# Guys! I'm so happy. I'm geting married. :)



## mdw41820 (Jan 29, 2015)

I'm so happy. I'm getting married to the girl that is the love of my life. Everything in my life is so fantastical at the moment. I've got a great job. I'm in school getting an education. We're moving into our own place next week. Maybe kids in the future. I'm just on cloud nine at the moment. Never give up guys. It wasn't but 5 years ago I was sitting in my room with nothing feeling suicidal.


----------



## SamanthaStrange (Jan 13, 2015)

:boogieThat's amazing!! Congratulations!


----------



## AnetaBenkston (Feb 14, 2015)

Congratulations that is very brave i don't see myself ever doing that .


----------



## Karkay (Feb 17, 2015)

Wow!!! Congratulations, that is totally incredible! (


----------



## foreveralexis (Feb 21, 2015)

congratz!!!!! i wish am next!~!


----------



## sad vlad (Nov 9, 2013)

Congratulations!


----------



## RubixQ (Jul 29, 2014)

Congratulations :yay


----------



## LolaViola (Jun 23, 2013)

That's awesome. Congratulations!


----------



## arcticmonkeys (Feb 10, 2014)

That's amazing, congrats!


----------



## Ivy60 (Aug 16, 2013)

Congrats man!


----------



## visualkeirockstar (Aug 5, 2012)

What's the secret? What magic did you do?


----------



## peach123 (Dec 13, 2010)

mdw41820 said:


> I'm so happy. I'm getting married to the girl that is the love of my life. Everything in my life is so fantastical at the moment. I've got a great job. I'm in school getting an education. We're moving into our own place next week. Maybe kids in the future. I'm just on cloud nine at the moment. Never give up guys. It wasn't but 5 years ago I was sitting in my room with nothing feeling suicidal.


Congratulations, I hope the both of you are happy for many years to come!


----------



## Andre Sossi (Nov 10, 2014)

Congrats man! Wish you all the best in your marriage!


----------



## TicklemeRingo (Jan 11, 2013)

Congrats! 

Maybe if you've got time, and you are ok with sharing, you could briefly explain how you went from being at the suicidal point to where you are now?

I think a lot of people here could benefit from hearing it.


You don't have to though

No pressure :blank


----------



## Lonelyfalcon (Apr 28, 2014)

Awesome and good luck!


----------



## Riri11 (Mar 24, 2013)

YOU DESERVE IT  

good luck


----------



## srschirm (Jun 25, 2006)

mdw41820 said:


> I'm so happy.
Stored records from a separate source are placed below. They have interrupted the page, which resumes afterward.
PR #960, opened 2024-02-26
Allow slash in id

### LINKED ISSUE #848: ogc api records 404 if uuid contains '/' or '%2F'
# Description

Some communities tend to place a doi in metadata identifier e.g. `10.5281/zenodo.4088113`
If you navigate to this item using /collections/metadata:main/items/10.5281/zenodo.4088113, then a 404 is returned, same error occurs with /collections/metadata:main/items/10.5281%2Fzenodo.4088113 (urlencoded).

I kind of expected option 2 to work fine, in which case we would have to make sure we always encode the '/' to %2F, alternatives could be to prevent '/' in identifiers by substituting to '-' or throw an error on insert.

pvgenuchten:
# Overview

if id contains a /, a 404 is rendered, by introducing `path` keyword in blueprint, this is solved (copied from pygeoapi)

image

Resolves #848

# Contributions and Licensing

### DIFF
--- a/pycsw/ogc/api/templates/item.html
+++ b/pycsw/ogc/api/templates/item.html
@@ -1,5 +1,5 @@
 {% extends "_base.html" %}
-{% block title %}{{ super() }} {{ data['id'] }} {% endblock %}
+{% block title %}{{ data.get('properties',{}).get('title',data['id']) }} - {{ super() }}{% endblock %}
 {% block extrahead %}
     <link rel="stylesheet" href="https://unpkg.com/leaflet@1.7.1/dist/leaflet.css"/>
     <script src="https://code.jquery.com/jquery-3.6.0.js"></script>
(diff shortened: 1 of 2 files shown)


pvgenuchten:
Apperently this did not fully solve the case, no plain 404 is rendered anymore, but for some cases a  not found exception is displayed

image

see: https://demo.pycsw.org/gisdata/collections/metadata:main/items/http://capita.wustl.edu/DataspaceMetadata_ISO/CIRA.VIEWS.COf.xml

tomkralidis:
Weird, this works for me both locally as well as running demo.pycsw.org locally via docker-compose.  @kalxas: can we validate the latest image is being pulled on demo.pycsw.org?

pvgenuchten:
indeed, i think that is the problem, version has not been updated yet

kalxas:
```
/opt/demo.pycsw.org$ sudo docker pull geopython/pycsw:latest
latest: Pulling from geopython/pycsw
Digest: sha256:47ef7fab7de761e0798555eb5f872cce75696b0f7fcf474e5a73137d0f17ae4c
Status: Image is up to date for geopython/pycsw:latest
docker.io/geopython/pycsw:latest
```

I'm getting married to the girl that is the love of my life. Everything in my life is so fantastical at the moment. I've got a great job. I'm in school getting an education. We're moving into our own place next week. Maybe kids in the future. I'm just on cloud nine at the moment. Never give up guys. It wasn't but 5 years ago I was sitting in my room with nothing feeling suicidal.


Congratulations, dude! How long have you been with her?


----------



## mdw41820 (Jan 29, 2015)

SamanthaStrange said:


> :boogieThat's amazing!! Congratulations!


Thanks!


----------



## mdw41820 (Jan 29, 2015)

AnetaBenkston said:


> Congratulations that is very brave i don't see myself ever doing that .


Thanks! It's not brave at all. I love my wife. I can't wait to proclaim my love to her for all to see.


----------



## mdw41820 (Jan 29, 2015)

Karkay said:


> Wow!!! Congratulations, that is totally incredible! (


Thanks!


----------



## Aribeth (Jan 14, 2012)

Yeah... congrats...
Let us know if it doesn't work out.


----------



## mdw41820 (Jan 29, 2015)

foreveralexis said:


> congratz!!!!! i wish am next!~!


Thanks!


----------



## mdw41820 (Jan 29, 2015)

sad vlad said:


> Congratulations!


Thanks!


----------



## pocketbird (Jun 30, 2014)

Aw, congratulations! That's so awesome! Really happy for you!


----------



## Mlochail (Jul 11, 2012)

Yeah... sure


----------



## mdw41820 (Jan 29, 2015)

RubixQ said:


> Congratulations :yay


Thanks!


----------



## mdw41820 (Jan 29, 2015)

arcticmonkeys said:


> That's amazing, congrats!


Thanks!


----------



## mdw41820 (Jan 29, 2015)

Ivy60 said:


> Congrats man!


Thanks!


----------



## Srylance (Apr 20, 2014)

I'm kinda jealous and everything but i guess you did something to deserve it. So congrats really, you did it!


----------



## HellCell (Jul 8, 2014)

Alright man, you graduate from these forums. SA is over for you!


----------



## mdw41820 (Jan 29, 2015)

visualkeirockstar said:


> What's the secret? What magic did you do?


Heh. No secret. Just - I'm a really fortunate guy I guess. She's the woman of my dreams. :3


----------



## mdw41820 (Jan 29, 2015)

peach123 said:


> Congratulations, I hope the both of you are happy for many years to come!


Thank You!


----------



## eveningbat (Jan 21, 2013)

So glad for you. Congratulations and let everything be blissful and happy in your life! Loving and committed men like you deserve being happy.


----------



## apx24 (Jan 31, 2012)

TicklemeRingo said:


> Congrats!
> 
> Maybe if you've got time, and you are ok with sharing, you could briefly explain how you went from being at the suicidal point to where you are now?
> 
> ...


I agree man, I'd really like to know what OP did to transform himself.


----------



## SwerveMcNerve (Sep 2, 2012)

:yay


----------